Task brief: All of the data below is to be written out again exactly.
- - - -
PR #179, opened 2025-12-27
MultiThreadSchedulerLocking support #178

Satar07:
### Description

This PR implements a new Protocol Extension IDET: `MultiThreadSchedulerLocking`.

Closes #178

#### Changes

- Introduced `MultiThreadSchedulerLocking` IDET under `MultiThreadResume`.
- Updated `do_vcont_multi_thread` to track the presence of wildcard/default continue actions.
- If no wildcard continue is found (indicating GDB expects scheduler locking), `gdbstub` now invokes `set_resume_action_scheduler_lock`.
- If the target does not implement this IDET but GDB requests locking, `gdbstub` returns a fatal `PacketUnexpected` error to avoid silent race conditions (as discussed in issue #178).
- Updated the `armv4t_multicore` example to demonstrate a working scheduler-locking implementation.

### API Stability

- \[x\] This PR does not require a breaking API change.

### Checklist

- Documentation
	- \[x\] Ensured any public-facing `rustdoc` formatting looks good
- Validation
	- \[x\] Included output of running `examples/armv4t_multicore`
	- \[x\] Included output of running `./example_no_std/check_size.sh`
- *If implementing a new protocol extension IDET*
	- \[x\] Included a basic sample implementation in `examples/armv4t_multicore`
	- \[x\] IDET can be optimized out (confirmed via `./example_no_std/check_size.sh`)

---

#### 1\. Functional Validation (`armv4t_multicore`)

Tested with GDB 15.0. Verified that when `set scheduler-locking on` is used, only the selected thread steps, while the other remain frozen at its last PC.

<details> <summary>GDB Session Output</summary>

Code snippet

```
0x55550000 in ?? ()
(gdb) info threads
  Id   Target Id            Frame
* 1    Thread 1.1 (CPU Cpu) 0x55550000 in ?? ()
  2    Thread 1.2 (CPU Cop) 0x55550000 in ?? ()
(gdb) b*0x55550000+0x30
Breakpoint 1 at 0x55550030
(gdb) c
Continuing.

Thread 1 hit Breakpoint 1, 0x55550030 in ?? ()
(gdb) info threads
  Id   Target Id            Frame
* 1    Thread 1.1 (CPU Cpu) 0x55550030 in ?? ()
  2    Thread 1.2 (CPU Cop) 0x55550044 in ?? ()
(gdb) set scheduler-locking on
(gdb) x/10i $pc
=> 0x55550030:  ldr     r3, [r11, #-16]
   0x55550034:  cmp     r3, #0
   0x55550038:  beq     0x55550030
   0x5555003c:  ldr     r3, [r11, #-8]
   0x55550040:  b       0x55550080
   0x55550044:  mov     r3, #0
   0x55550048:  str     r3, [r11, #-12]
   0x5555004c:  b       0x55550068
   0x55550050:  ldr     r3, [r11, #-8]
   0x55550054:  add     r3, r3, #1
(gdb) b*0x55550038
Breakpoint 3 at 0x55550038
(gdb) c
Continuing.

Thread 1 hit Breakpoint 3, 0x55550038 in ?? ()
(gdb) info threads
  Id   Target Id            Frame
* 1    Thread 1.1 (CPU Cpu) 0x55550038 in ?? ()
  2    Thread 1.2 (CPU Cop) 0x55550044 in ?? ()
```

</details>

#### 2\. Binary Size Check (`./example_no_std/check_size.sh`)

| Section | master | fix/resume\_multi | Diff |
| --- | --- | --- | --- |
| .text | 14128 | 14156 | **+28 bytes** |
| Total | 18586 | 18614 | **+28 bytes** |

<details> <summary>check_size Output</summary>

before:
- - - -
Reply to the task:
PR #179, opened 2025-12-27
MultiThreadSchedulerLocking support #178

Satar07:
### Description

This PR implements a new Protocol Extension IDET: `MultiThreadSchedulerLocking`.

Closes #178

#### Changes

- Introduced `MultiThreadSchedulerLocking` IDET under `MultiThreadResume`.
- Updated `do_vcont_multi_thread` to track the presence of wildcard/default continue actions.
- If no wildcard continue is found (indicating GDB expects scheduler locking), `gdbstub` now invokes `set_resume_action_scheduler_lock`.
- If the target does not implement this IDET but GDB requests locking, `gdbstub` returns a fatal `PacketUnexpected` error to avoid silent race conditions (as discussed in issue #178).
- Updated the `armv4t_multicore` example to demonstrate a working scheduler-locking implementation.

### API Stability

- \[x\] This PR does not require a breaking API change.

### Checklist

- Documentation
	- \[x\] Ensured any public-facing `rustdoc` formatting looks good
- Validation
	- \[x\] Included output of running `examples/armv4t_multicore`
	- \[x\] Included output of running `./example_no_std/check_size.sh`
- *If implementing a new protocol extension IDET*
	- \[x\] Included a basic sample implementation in `examples/armv4t_multicore`
	- \[x\] IDET can be optimized out (confirmed via `./example_no_std/check_size.sh`)

---

#### 1\. Functional Validation (`armv4t_multicore`)

Tested with GDB 15.0. Verified that when `set scheduler-locking on` is used, only the selected thread steps, while the other remain frozen at its last PC.

<details> <summary>GDB Session Output</summary>

Code snippet

```
0x55550000 in ?? ()
(gdb) info threads
  Id   Target Id            Frame
* 1    Thread 1.1 (CPU Cpu) 0x55550000 in ?? ()
  2    Thread 1.2 (CPU Cop) 0x55550000 in ?? ()
(gdb) b*0x55550000+0x30
Breakpoint 1 at 0x55550030
(gdb) c
Continuing.

Thread 1 hit Breakpoint 1, 0x55550030 in ?? ()
(gdb) info threads
  Id   Target Id            Frame
* 1    Thread 1.1 (CPU Cpu) 0x55550030 in ?? ()
  2    Thread 1.2 (CPU Cop) 0x55550044 in ?? ()
(gdb) set scheduler-locking on
(gdb) x/10i $pc
=> 0x55550030:  ldr     r3, [r11, #-16]
   0x55550034:  cmp     r3, #0
   0x55550038:  beq     0x55550030
   0x5555003c:  ldr     r3, [r11, #-8]
   0x55550040:  b       0x55550080
   0x55550044:  mov     r3, #0
   0x55550048:  str     r3, [r11, #-12]
   0x5555004c:  b       0x55550068
   0x55550050:  ldr     r3, [r11, #-8]
   0x55550054:  add     r3, r3, #1
(gdb) b*0x55550038
Breakpoint 3 at 0x55550038
(gdb) c
Continuing.

Thread 1 hit Breakpoint 3, 0x55550038 in ?? ()
(gdb) info threads
  Id   Target Id            Frame
* 1    Thread 1.1 (CPU Cpu) 0x55550038 in ?? ()
  2    Thread 1.2 (CPU Cop) 0x55550044 in ?? ()
```

</details>

#### 2\. Binary Size Check (`./example_no_std/check_size.sh`)

| Section | master | fix/resume\_multi | Diff |
| --- | --- | --- | --- |
| .text | 14128 | 14156 | **+28 bytes** |
| Total | 18586 | 18614 | **+28 bytes** |

<details> <summary>check_size Output</summary>

before:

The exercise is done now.